Interpretations:Mammal

From This Might Be A Wiki

Simply a song of life! Linnell at his most innovative and fascinating.


The beginning of TMBG's edumacational songs, teaching us through catchy lyrics. Next stop, off to the Bloodmobile -King of Hearts


"Explosive radiating growth" is a reference to the concept of adaptive radiation, from evolutionary biology.

One noteworthy mammalian species is not mentioned. And the last note of the song fades to extinction. -- Nehushtan 10:07, 8 Mar 2006 (CST)
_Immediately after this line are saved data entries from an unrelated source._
PR #4808, opened 2022-12-13
Write GC summary file using UTF-8

### LINKED ISSUE #4644: GC: writeJsonSummary writes file with interleaved null characters
The function uses `stream.writeChars` on a JObject which results in a an invalid string, which causes an exception when trying to read into json object afterwards

```
[, {, , ", , r, , u, , n, , _, , i, , d, , ", , :, , ", , 1, , 4, , 1, , 9, , f, , c, , e, , a, , -, , a, , 4, , 4, , 1, , -, , 4, , 9, , 7, , b, , -, , b, , 3, , 0, , 1, , -, , 2, , 4, , 6, , c, , 7, , f, , 3, , 6, , 0, , 1, , b, , a, , ", , ,, , ", +178 more]
```

Suggested solution to use `writeBytes` instead

arielshaqed:
Tested by adding a unit test for writeJsonSummary.

Fixes #4644.

### DIFF
--- a/clients/spark/core/src/test/scala/io/treeverse/clients/GarbageCollectorSpec.scala
+++ b/clients/spark/core/src/test/scala/io/treeverse/clients/GarbageCollectorSpec.scala
@@ -223,7 +223,6 @@ class GarbageCollectorJsonOutputSpec extends AnyFunSpec with Matchers with Spark
               .toSeq
             written.size should be(1)
             val actualBytes = Files.readAllBytes(Paths.get(written(0).toString))
-            Console.out.println("GOT: " + new String(actualBytes, "UTF-8"))
             // Explicitly verify that we received UTF-8 encoded data!
             val actual = JsonMethods.parse(new String(actualBytes, "UTF-8"))
             (actual \ "gc_rules") should be(JString(gcRules))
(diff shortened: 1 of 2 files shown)


clients/spark/core/src/test/scala/io/treeverse/clients/GarbageCollectorSpec.scala
```diff
@@ -1,12 +1,29 @@
...
+import org.json4s.native.JsonMethods
+
+import java.nio.file.{Files, Path, Paths}
+
+trait TempDirectory {
+  def withTempDirectory(testMethod: (Path) => Any) {
+    val tempDir = Files.createTempDirectory("test-gc")
+
+    testMethod(tempDir)
+    FileUtils.deleteDirectory(tempDir.toFile)
```
johnnyaug, line 24: What happens if an exception is thrown in the test? Will the file still be deleted?

arielshaqed: True.  Fixed to delete.

arielshaqed (commented):
Thanks, good catch!

Pulling once tests pass.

... and that is why the song is more profound than The Bloodmobile or Meet The Elements. Those songs are also immensely entertaining & informative, but they were written "for kids" to the Franklin Institute and Disney. In Mammal, Linnell has composed an adult contemplation of our insignificance in the stretch of deep time. The song's punch is so subtle that it can go unnoticed. --Nehushtan (talk) 02:22, 26 December 2019 (EST)
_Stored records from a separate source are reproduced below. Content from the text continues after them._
PR #4809, opened 2022-12-14
Check if DDB Table exist before Create to reduce excessive permissions requirements  

### LINKED ISSUE #4761: Working with existing DynamoDB table flow: requires excessive permissions
When working with DynamoDB, [some users](https://lakefs.slack.com/archives/C01678929QT/p1670342268895299) prefer to create the DynamoDB externally (with IAC for example). 

**Current Flow:** 

1. Try create table 
2. Check type: `if error.Type == ResourceInUseException`  then table exists and it's [ok dismiss error](https://github.com/treeverse/lakeFS/blob/master/pkg/kv/dynamodb/store.go#L133). 
3. `else:...` handle error.  

**The problem:** 

Even when working with an existing DDB table the code requires to have excessive permissions (CreateTable, DeleteTable and UpdateTable).   
If the user did not provide those extra permissions it will be a different error than `ResourceInUseException` which causes the flow to fail. 

**Suggested solutions:**  

Could be that user indicates in the config that it's an existing table and the code will skip `CreateTableWithContext`.  
Another option is to try and `DescribeTable` before trying to create it, the downside here is that it will cause initial error in cases the table doesn't exist. 
Another option could be check if the error is [Permission related](https://github.com/treeverse/lakeFS/blob/master/pkg/kv/dynamodb/store.go#L133) and try to describe the table, only if the table does not exist handle this as real error.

This belongs to the TMBG series of tributes to living organisms (See also C Is For Conifers).


I think this song breaks down mammals, a living creature, into a series of functions. Since humans are mammals, the point of this song is basically that humans are animals and can be broken down into a series of functions, fundamentally. --Penumbra


One thing I find interesting is that the lyrics, both on this site and in the liner booklet, do not include a comma between "koala" and "bear". In fact a koala is not a bear, but a marsupial that happens to look like a teddy bear. This would seem to be a glaring oversight in what is otherwise an accurate educational song. However, it's worth noting that TMBG liner booklet lyrics are often missing verses or changing words. This has been happening since their first album, I believe. So it may have been an intentional "mistake" to draw the reader's attention to the fact that although there's no such thing as a "koala bear", in fact a "koala" and a "bear" are both mammals. --The Almighty Doer of Stuff 16:49, 11 May 2012 (EDT)


The line I find so fascinating is the opener... A thin line between extinction and explosive growth, and the thin line is represented as a glass of milk, or what mammals breastfeed their young. We're a few meals between extinction and overpopulation. -maytag

1992 Movie Commonality[edit]

The song, dated 1992, has something in common with a movie of the same year: "Batman Returns" came out with a tagline associated with the film and its publicity posters: "The Bat ... the Cat ... the Penguin." Of course a penguin is not a mammal (unless he happens to be Oswald Cobblepot), but the first two mammal names called in the chorus of the song always struck me as subtly significant.